Referenced in: none

Automatically associated channels: Cav3.1

Title: Voltage-gated ca(2+) channel mediated ca(2+) influx in epileptogenesis.

Authors: Magdalena Siwek, Christina Henseler, Karl Broich, Anna Papazoglou, Marco Weiergräber

Journal, date & volume: Adv. Exp. Med. Biol., 2012 , 740, 1219-47

PubMed link: http://www.ncbi.nlm.nih.gov/pubmed/22453990

Abstract
Voltage- and ligand-gated ion channels are key elements in the etiopathogenesis of various forms of epilepsy.
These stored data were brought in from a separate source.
PR #2540, opened 2026-01-21
test: change hardcoded ports to avoid ephemeral port collisions on linux

hessjcg:
On one of the developer linux machines, the range for ephemeral ports overlaps with
the hardcoded ports in the proxy_test.go - 50000 to 50100. The tests failed occasionally
because the hardcoded port was in use by another linux process on the same machine.
This changes the hardcoded ports to avoid all ephemeral ports.

### DIFF
--- a/build.sh
+++ b/build.sh
@@ -212,7 +212,7 @@ function write_e2e_env(){
     exit 1
   fi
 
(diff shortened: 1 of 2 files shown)


hessjcg:
This is out of date.

PR #2543, opened 2026-01-22
fix: Correctly set the credentials token source

### LINKED ISSUE #2542: Proxy fails to correctly handle Auto IAM Auth when impersonating service accounts
### Bug Description

When the `--impersonate-service-account` flag is set  and the auto-iam-auth flag is only set on the instance (not the global flag), credential impersonation will not be configured correctly for the auto-IAM instances. 

```
cloud_sql_proxy  \
  --impersonate-service-account=service_account@project.iam.gserviceaccount.com
  project:region:instance?auto-iam-auth=true
```

See: https://github.com/GoogleCloudPlatform/cloud-sql-proxy-operator/issues/719

The bug is in credentialsOpt() internal/proxy/proxy.go:355. The proxy checks if the global c.IAMAuthN flag is set, but it does not check if the auto-iam-auth flag is set on individual instances. Thus the dialers are configured without the correct token source for IAM auth.

hessjcg:
WIP: needs  tests

Fixes #2542

### DIFF
--- a/internal/proxy/proxy.go
+++ b/internal/proxy/proxy.go
@@ -363,7 +363,20 @@ func credentialsOpt(c Config, l cloudsql.Logger) (cloudsqlconn.Option, error) {
 		if err != nil {
 			return nil, err
 		}
+
+		var iamAuthNEnabled bool
 		if c.IAMAuthN {
+			iamAuthNEnabled = true
+		} else {
+			for _, ic := range c.Instances {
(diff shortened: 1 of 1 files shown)


mruoss:
Hi @hessjcg 
I'd like to support but I guess I can't commit to this branch. I guess I will create a separate PR...

hessjcg:
Replaced by #2544

PR #2544, opened 2026-01-23
fix: Correctly set the credentials token source and the WithIAMAuthN opt

mruoss:
Fixes https://github.com/GoogleCloudPlatform/cloud-sql-proxy/issues/2542
Replaces https://github.com/GoogleCloudPlatform/cloud-sql-proxy/pull/2543

Additional to https://github.com/GoogleCloudPlatform/cloud-sql-proxy/pull/2543: Test (fails without the code change) and setting options was missing.


hessjcg:
@mruoss Thank you for the fix! Nice work.

PR #2600, opened 2026-05-21
feat: drop support for Bullseye container

panavenue:
Bullseye Debian is EOL already.

Dropping the the support from it. 

https://endoflife.date/debian


nancynh (approved):

enocom (approved):

enocom:
@panavenue Adding a link to the Debian EOL schedule would be good for people who don't know about it.

kgala2 (approved):

PR #2610, opened 2026-06-03
feat: Support Developer Edition connections

hessjcg:
This PR adds support for Developer Edition connections to the Cloud SQL Auth Proxy. It introduces the --sql-data flag and --sqldata-api-endpoint flag to enable and configure these connections. It also supports the sql-data query parameter in instance connection strings.


DeepeshDamodaran (approved):

build.sh
```diff
@@ -227,16 +244,47 @@ function write_e2e_env(){
...
+  else
+    echo "$email"
+  fi
+
+}
+
+function iam_user_mysql() {
+  # Truncate the part after the @
+  local email
+  local pguser
```
panavenue: should this be mysqluser?

cmd/root.go
```diff
@@ -606,6 +609,10 @@ only applicable to Unix sockets)`)
 		"(*) Connect to the private ip address for all instances")
 	localFlags.BoolVar(&c.conf.PSC, "psc", false,
 		"(*) Connect to the PSC endpoint for all instances")
+	localFlags.BoolVar(&c.conf.SQLDataEnabled, "sql-data", false,
+		"Enable SQL Data to tunnel through the Cloud SQL Admin API without"+
+			" needing network access to your public or private IP",
+	)
```
panavenue, line 621: Do we need some validation if user specify `sql-data` and other method ("--private-ip", "--auto-ip") at the same time?

internal/proxy/proxy.go
```diff
@@ -859,6 +877,10 @@ func (c *Client) newSocketMount(ctx context.Context, conf *Config, pc *portConfi
 			np = inst.Port
 		case conf.Port != 0:
 			np = pc.nextPort()
+		case conf.SQLDataEnabled || inst.SQLDataEnabled != nil && *inst.SQLDataEnabled:
+			// Only Postgres is supported by the SqlDataService
+			// when more engines are supported, this code will need to change.
```
panavenue: Maybe add a TODO tag here?

hessjcg: Added TODO

internal/proxy/proxy.go
```diff
@@ -873,10 +895,17 @@ func (c *Client) newSocketMount(ctx context.Context, conf *Config, pc *portConfi
...
 		network = "unix"
 
-		version, err := c.dialer.EngineVersion(ctx, inst.Name)
-		if err != nil {
-			c.logger.Errorf("[%v] could not resolve instance version: %v", inst.Name, err)
-			return nil, err
+		var version string
+		switch {
+		case conf.SQLDataEnabled || inst.SQLDataEnabled != nil && *inst.SQLDataEnabled:
+			version = "POSTGRES"
```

In this chapter, we present an overview of the functional implications of voltage-gated Ca(2+) channels in modulating internal Ca(2+) level fluctuations and generating ictiform/epileptiform cellular electrophysiological activity. A specific focus will be on the fascinating and evolving field of high-voltage activated (HVA) Non-L-type Ca(v)2.3 R-type channels and low-voltage activated (LVA) Ca(v)3.1-3.3 T-type Ca(2+) channels in the genesis of plateau potentials and excessive rebound bursting. Plateau potentials have been characterised in the hippocampus and were shown to be triggered by Ca(v)2.3 which subsequently activate CNG channels that mediate long-lasting plateaus. In the thalamocortical network, a complex ion channel armamentarium is involved in regulating a complex balance of burst and tonic mode activity. Recent findings point to an outstanding role of R- and T-type channels in both thalamocortical eurhythmia and pathophysiological -aberrations. Thus, pharmacological modulation of voltage-gated Ca(2+)-channels might prove more and more important in treatment of neurological and psychiatric disorder such as schizophrenia, mania, dementia and epilepsy.